§ **ACTION ITEM**:
The records below are to be written out again, exactly as they appear.

___ DATA SHOWN

PR #856, opened 2016-07-27
Remove header navigation on Jobs page

MatApple:
We only have a single tab so we don't need this navigation. [DCOS-8578](https://mesosphere.atlassian.net/browse/DCOS-8578)


mesosphere-web:
Reviewer: @mlunoe

mlunoe:
Awesome! Let's remove some code! ⛵

PR #857, opened 2016-07-28
Using correct height measurement

mlunoe:
Before (I am not controlling being kept in the bottom - only trying to scroll back up):

After (I am controlling the scroll, every scroll direction is controlled by my interaction):


mesosphere-web:
Reviewer: @MatApple

MatApple:
Works great!

PR #866, opened 2016-07-28
DCOS-8588: Allow dropdown menus to appear outside of scrolling containers

jfurrow:
Here's the scroll event handler working with both native overlay scrollbars and Gemini overlay scrollbars:

Native:

Gemini:


mesosphere-web:
Reviewer: @Poltergeist

PR #868, opened 2016-07-28
Worst-case-scenario fix for deploy button issue

philipnrmn:
When creating a new service, invalid field values are not flagged to the user until the deploy button is hit twice. 

This fix is terrible, let's not use it.


mesosphere-web:
Reviewer: @mlunoe

MatApple:
We will be revisiting this.

PR #880, opened 2016-07-29
DCOS-8567: Use button-collection variables instead of custom spacing

jfurrow:
This PR introduces variables for the padding & margins on `filter-bar-item`. Vertical spacing should be the exact same, but the horizontal spacing now uses the `@button-collection-spacing` variable family.

After:


mesosphere-web:
Reviewer: @Poltergeist

Poltergeist:
LGTM !!! 💯  `%`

______

§ **TASK OUTPUT**:
PR #856, opened 2016-07-27
Remove header navigation on Jobs page

MatApple:
We only have a single tab so we don't need this navigation. [DCOS-8578](https://mesosphere.atlassian.net/browse/DCOS-8578)


mesosphere-web:
Reviewer: @mlunoe

mlunoe:
Awesome! Let's remove some code! ⛵

PR #857, opened 2016-07-28
Using correct height measurement

mlunoe:
Before (I am not controlling being kept in the bottom - only trying to scroll back up):

After (I am controlling the scroll, every scroll direction is controlled by my interaction):


mesosphere-web:
Reviewer: @MatApple

MatApple:
Works great!

PR #866, opened 2016-07-28
DCOS-8588: Allow dropdown menus to appear outside of scrolling containers

jfurrow:
Here's the scroll event handler working with both native overlay scrollbars and Gemini overlay scrollbars:

Native:

Gemini:


mesosphere-web:
Reviewer: @Poltergeist

PR #868, opened 2016-07-28
Worst-case-scenario fix for deploy button issue

philipnrmn:
When creating a new service, invalid field values are not flagged to the user until the deploy button is hit twice. 

This fix is terrible, let's not use it.


mesosphere-web:
Reviewer: @mlunoe

MatApple:
We will be revisiting this.

PR #880, opened 2016-07-29
DCOS-8567: Use button-collection variables instead of custom spacing

jfurrow:
This PR introduces variables for the padding & margins on `filter-bar-item`. Vertical spacing should be the exact same, but the horizontal spacing now uses the `@button-collection-spacing` variable family.

After:


mesosphere-web:
Reviewer: @Poltergeist

Poltergeist:
LGTM !!! 💯  `%`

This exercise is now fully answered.